Information given:
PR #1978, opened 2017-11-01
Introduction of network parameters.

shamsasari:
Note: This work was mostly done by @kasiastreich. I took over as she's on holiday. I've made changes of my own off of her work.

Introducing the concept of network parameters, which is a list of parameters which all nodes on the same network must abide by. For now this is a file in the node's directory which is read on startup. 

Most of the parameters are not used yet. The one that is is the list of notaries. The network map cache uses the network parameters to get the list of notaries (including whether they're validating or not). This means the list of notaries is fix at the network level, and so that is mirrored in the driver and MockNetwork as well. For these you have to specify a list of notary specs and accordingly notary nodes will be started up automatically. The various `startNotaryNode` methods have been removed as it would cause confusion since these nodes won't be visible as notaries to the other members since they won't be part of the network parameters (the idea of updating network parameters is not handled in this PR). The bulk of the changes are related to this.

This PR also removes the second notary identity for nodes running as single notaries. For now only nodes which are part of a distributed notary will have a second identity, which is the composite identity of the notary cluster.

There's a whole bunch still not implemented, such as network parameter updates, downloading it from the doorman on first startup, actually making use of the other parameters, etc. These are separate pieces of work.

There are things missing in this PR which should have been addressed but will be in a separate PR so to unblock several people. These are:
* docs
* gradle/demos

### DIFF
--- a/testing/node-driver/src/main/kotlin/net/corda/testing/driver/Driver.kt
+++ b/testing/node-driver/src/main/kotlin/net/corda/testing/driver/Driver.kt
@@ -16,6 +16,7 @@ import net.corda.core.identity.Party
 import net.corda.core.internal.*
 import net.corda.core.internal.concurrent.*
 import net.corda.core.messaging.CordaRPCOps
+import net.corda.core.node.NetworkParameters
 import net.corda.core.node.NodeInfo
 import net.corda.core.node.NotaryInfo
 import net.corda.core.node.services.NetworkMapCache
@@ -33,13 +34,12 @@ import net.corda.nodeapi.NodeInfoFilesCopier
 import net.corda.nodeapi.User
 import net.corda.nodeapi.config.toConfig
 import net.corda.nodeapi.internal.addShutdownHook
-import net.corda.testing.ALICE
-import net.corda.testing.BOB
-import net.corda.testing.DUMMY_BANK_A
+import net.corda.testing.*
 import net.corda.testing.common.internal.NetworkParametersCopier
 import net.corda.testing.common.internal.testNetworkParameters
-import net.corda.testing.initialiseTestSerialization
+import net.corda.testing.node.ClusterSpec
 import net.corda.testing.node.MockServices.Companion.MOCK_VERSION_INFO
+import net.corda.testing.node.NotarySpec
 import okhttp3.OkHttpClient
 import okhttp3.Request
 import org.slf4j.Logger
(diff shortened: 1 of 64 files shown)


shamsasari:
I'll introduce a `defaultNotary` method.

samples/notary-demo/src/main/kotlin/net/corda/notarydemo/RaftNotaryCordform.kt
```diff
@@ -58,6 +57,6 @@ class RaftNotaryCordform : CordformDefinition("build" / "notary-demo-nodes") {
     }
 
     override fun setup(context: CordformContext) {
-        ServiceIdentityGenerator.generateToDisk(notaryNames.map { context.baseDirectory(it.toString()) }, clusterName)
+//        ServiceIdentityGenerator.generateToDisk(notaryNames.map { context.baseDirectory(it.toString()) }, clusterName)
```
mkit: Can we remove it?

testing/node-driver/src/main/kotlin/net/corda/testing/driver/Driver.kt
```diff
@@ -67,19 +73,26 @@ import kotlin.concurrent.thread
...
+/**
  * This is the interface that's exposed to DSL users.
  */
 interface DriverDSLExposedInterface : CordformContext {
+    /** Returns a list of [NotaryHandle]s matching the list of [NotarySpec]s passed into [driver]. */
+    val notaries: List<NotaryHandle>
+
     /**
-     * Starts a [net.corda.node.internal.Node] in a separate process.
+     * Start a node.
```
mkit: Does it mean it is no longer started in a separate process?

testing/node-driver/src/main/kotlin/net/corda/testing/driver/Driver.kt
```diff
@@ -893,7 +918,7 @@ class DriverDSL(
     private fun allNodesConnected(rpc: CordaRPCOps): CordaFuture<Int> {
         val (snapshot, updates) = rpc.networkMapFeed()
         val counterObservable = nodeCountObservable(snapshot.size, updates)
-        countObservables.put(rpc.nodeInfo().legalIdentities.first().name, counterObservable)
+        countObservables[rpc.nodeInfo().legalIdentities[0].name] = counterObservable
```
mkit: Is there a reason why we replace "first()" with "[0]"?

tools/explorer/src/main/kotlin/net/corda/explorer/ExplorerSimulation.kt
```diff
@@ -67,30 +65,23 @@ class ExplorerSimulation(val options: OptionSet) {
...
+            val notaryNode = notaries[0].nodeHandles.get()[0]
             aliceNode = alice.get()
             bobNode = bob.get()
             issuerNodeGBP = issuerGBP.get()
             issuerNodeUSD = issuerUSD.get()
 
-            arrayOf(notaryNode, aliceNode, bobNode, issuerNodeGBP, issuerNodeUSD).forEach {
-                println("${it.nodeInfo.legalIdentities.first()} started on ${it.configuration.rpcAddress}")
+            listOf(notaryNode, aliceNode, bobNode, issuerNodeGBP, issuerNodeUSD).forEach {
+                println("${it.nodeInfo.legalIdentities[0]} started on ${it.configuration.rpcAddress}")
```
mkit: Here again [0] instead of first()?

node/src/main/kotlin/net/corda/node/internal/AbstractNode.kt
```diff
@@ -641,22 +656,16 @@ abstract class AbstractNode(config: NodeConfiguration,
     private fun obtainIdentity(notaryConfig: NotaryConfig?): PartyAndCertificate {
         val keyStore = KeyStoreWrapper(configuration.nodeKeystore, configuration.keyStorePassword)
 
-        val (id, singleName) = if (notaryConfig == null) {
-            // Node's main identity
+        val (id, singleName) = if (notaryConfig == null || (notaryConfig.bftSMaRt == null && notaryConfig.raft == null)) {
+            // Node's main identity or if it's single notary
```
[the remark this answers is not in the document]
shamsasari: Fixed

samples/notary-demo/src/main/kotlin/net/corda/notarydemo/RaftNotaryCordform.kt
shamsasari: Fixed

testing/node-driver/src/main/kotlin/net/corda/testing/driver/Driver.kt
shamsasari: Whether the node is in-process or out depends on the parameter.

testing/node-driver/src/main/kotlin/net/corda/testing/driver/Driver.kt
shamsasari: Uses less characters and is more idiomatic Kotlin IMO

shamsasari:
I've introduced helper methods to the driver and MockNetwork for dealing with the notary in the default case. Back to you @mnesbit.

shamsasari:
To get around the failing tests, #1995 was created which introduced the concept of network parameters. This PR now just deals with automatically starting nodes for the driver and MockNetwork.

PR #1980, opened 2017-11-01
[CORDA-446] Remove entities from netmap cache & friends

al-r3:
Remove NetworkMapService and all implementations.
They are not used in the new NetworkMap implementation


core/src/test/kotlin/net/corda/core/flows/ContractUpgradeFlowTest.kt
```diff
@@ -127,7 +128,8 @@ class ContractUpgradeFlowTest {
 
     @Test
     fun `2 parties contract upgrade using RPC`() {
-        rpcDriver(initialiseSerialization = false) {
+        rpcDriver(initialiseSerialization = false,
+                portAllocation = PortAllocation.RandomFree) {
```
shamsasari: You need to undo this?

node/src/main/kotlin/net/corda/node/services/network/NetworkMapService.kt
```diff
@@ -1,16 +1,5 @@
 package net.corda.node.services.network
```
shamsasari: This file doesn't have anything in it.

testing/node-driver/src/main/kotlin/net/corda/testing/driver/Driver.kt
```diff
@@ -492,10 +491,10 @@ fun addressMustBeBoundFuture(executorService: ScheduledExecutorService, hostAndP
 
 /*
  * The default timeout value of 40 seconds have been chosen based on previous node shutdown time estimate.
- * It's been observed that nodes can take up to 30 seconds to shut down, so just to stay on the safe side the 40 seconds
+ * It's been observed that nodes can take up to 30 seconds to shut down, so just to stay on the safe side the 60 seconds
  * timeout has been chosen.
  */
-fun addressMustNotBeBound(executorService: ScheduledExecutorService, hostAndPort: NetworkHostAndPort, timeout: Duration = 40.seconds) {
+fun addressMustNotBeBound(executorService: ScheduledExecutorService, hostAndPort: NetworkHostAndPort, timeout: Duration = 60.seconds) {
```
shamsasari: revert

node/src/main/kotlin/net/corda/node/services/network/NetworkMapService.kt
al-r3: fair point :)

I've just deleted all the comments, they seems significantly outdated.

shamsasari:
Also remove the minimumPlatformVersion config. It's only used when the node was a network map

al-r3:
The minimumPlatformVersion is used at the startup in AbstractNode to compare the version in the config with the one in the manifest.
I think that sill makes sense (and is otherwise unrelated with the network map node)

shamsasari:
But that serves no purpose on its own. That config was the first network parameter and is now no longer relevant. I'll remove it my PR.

Work request:
Filter the records down to the lines that contain the string "concurrent", and copy those lines.

Task solution:
 import net.corda.core.internal.concurrent.*
@@ -67,19 +73,26 @@ import kotlin.concurrent.thread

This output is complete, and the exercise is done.